=== Begin Enclosure ===

Issue #4823, opened 2023-03-19
Option to spawn in a specific number of units more easily


Basilisk3:
**Describe the feature**
When you want to test something with a specific number of units, it is easier to just punch in the exact number of units you want (for example, 100) instead of drag-spawning them on the screen. 

**Expected behavior**
The ability to spawn units via dragging was a very useful addition to the debug menu, but it would be great to have both options.

Basilisk3:
Closing this, as it has been completed in #5269.

PR #5269, opened 2023-07-24
add unit count input, fix army selector in debug/cheat window

HUSSAR-mtrela:
- [x] fixed layout and styling of observer selector with an icon at top of debug/cheat window
- [x] fixed styling of vertical scrollbar to match theme of debug/cheat window
- [x] improved readability of unit IDs in the list
- [x] improved of tooltips in unit list
- [x] added filters for Playable Units and Civilian units 
- [x] added unit tech level next to unit description
- [x] added unit faction icon next to unit description
- [x] added unit count input at bottom of debug/cheat window - issue:
 #4823

image


lua/ui/dialogs/createunit.lua
```diff
@@ -546,19 +554,19 @@ GetNameFilters = {
...
-                            return HasCat(unitID, 'SORTOTHER') or not (
-                                HasCat(unitID, 'SORTCONSTRUCTION') or
-                                HasCat(unitID, 'SORTECONOMY') or
-                                HasCat(unitID, 'SORTDEFENSE') or
-                                HasCat(unitID, 'SORTSTRATEGIC') or
-                                HasCat(unitID, 'SORTINTEL')
-                            )
-                        end,
-                    },
+                    -- { -- this sort does not affect unit list at all
```
Garanas, line 557: Could you remove the code instead of commenting it? No need to keep commented code around

lua/ui/dialogs/createunit.lua
```diff
@@ -975,6 +982,8 @@ function CreateDialog()
 
     local NumberInputFields = {
         units = {
+            -- creating input fields for count, vet, and rotation
+            {label='Count', name = 'Count',     default=1,   check=math.max, max=200},
```
Garanas, line 986: Should the max be 200? If you drag with anything beyond 20+ you'll easily end up with hundreds of units

HUSSAR-mtrela:
@Garanas made corrections based on your review and also I added faction icon and tech level to the list of units:
image

HUSSAR-mtrela:
@Garanas I made a few more improvements (see PR description) and I think this PR is good for final review.

Garanas:
I'll look at it this weekend 👍

speed2CZ:
Can we make the unit count and input field again?
Also didnt it used to space out the units, based on footprints, when spawning more than one?

Garanas:
> spacing units out based on footprint would be a new feature. Which direction should units be spaced out: from mouse click outwards (rings), in a square of with dimension of sqroot(unit count) or in some other way?

We had that, but it got removed in favor of the dragging the units. See also:
- https://github.com/FAForever/fa/pull/4770/files#diff-fd177b8a8078b12f4405de59c301724307f10d7999e2c835f2e0e5980354c155L389

We can try and add it back in, but it won't work well with dragging units 😄

lua/ui/dialogs/createunit.lua
The-Balthazar: I missed this discussion by a year, but it has function. It listed everything that would be sorted after the divider after intel sorted units. It's wrong to say it did nothing.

=== End Enclosure ===

## WHAT YOU SHOULD DO
From the records above, extract exactly and only the lines that begin at the line with "- [x] fixed layout" and stop after the line with "- [x] added unit tech".

## RESULT
- [x] fixed layout and styling of observer selector with an icon at top of debug/cheat window
- [x] fixed styling of vertical scrollbar to match theme of debug/cheat window
- [x] improved readability of unit IDs in the list
- [x] improved of tooltips in unit list
- [x] added filters for Playable Units and Civilian units 
- [x] added unit tech level next to unit description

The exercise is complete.